The Lebanese Hezbollah resistance movement has dismissed the condition promoted by the United States as a prerequisite for the formation of a new administration in Lebanon, amid nationwide anti-government demonstrations that have led to the resignation of prime minister Saad al-Hariri.
Hezbollah Deputy Secretary General Sheikh Naim Qassem dismissed the US stance in a meeting with a delegation from the Lebanese Islamic Unionist Party, led by Omar Ghandour on Monday.
Qassem underlined the need for the establishment of a government of “salvation,” which he said would stop Lebanon’s financial and economic deterioration, initiate reforms, confront corruption, and prevent the foreign political exploitation of the woes in the Arab country.
“The formation of the government is the common denominator” of all groups and people in Lebanon and it “cannot be subjected to US conditions, and cannot be used as leverage for political options,” the Hezbollah official said.
Protests erupted in Lebanon on October 17, when the government proposed taxed on Whatsapp calls, along with other austerity measures.
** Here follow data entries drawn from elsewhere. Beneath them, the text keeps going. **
PR #12432, opened 2026-07-10
fix: restore Perps selector scrolling(OK-57864)

huhuanming:
[OK-57864](https://onekeyhq.atlassian.net/browse/OK-57864)

----------

## Summary
- Disable visible-content anchoring only for the native Perps mobile token selector.
- End the iOS initial-row snapshot phase when search interaction begins so clearing the query cannot restore a stale overlay or cold-start cache.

The ongoing demonstrations have compounded Lebanon’s economic woes.
Hariri stepped down on October 29, surrendering to one of the demands of the protesters, who accuse the ruling political elite of pushing Lebanon toward economic collapse. Hariri said at the time that he had reached a “dead end” in trying to resolve the crisis that had paralyzed the country for two weeks, namely the protests.
Later, a senior official familiar with Hariri’s thinking told Reuters that the former prime minister was ready to retake his job at the head of a new government on the condition that it includes “technocrats” and can quickly implement reforms to stave off economic collapse.
Later, testifying before the US House Subcommittee on the Middle East, former US ambassador to Lebanon Jeffrey Feltman suggested that Washington had to back Hariri and endorse his condition, attributing that requirement to the people of Lebanon.
“With the demonstrators calling for a technocratic rather than political government, our public messaging can emphasize our expectation that a new Lebanese government, if it seeks international support, should effectively and immediately address the reform aspirations of the Lebanese people,” Feltman said.
He said “the demonstrations [in Lebanon] and the reactions to them by Lebanese leaders and institutions fortunately coincide with US interests.”
The comments angered the Lebanese, with hundreds of them holding a protest near the US Embassy outside Beirut on Sunday against America’s intervention in Lebanon’s affairs. They also burned US and Israeli flags during the protest.
In an interview with Reuters on Friday, Qassem had described the US as the biggest obstacle in the way of the formation of a new government in Lebanon.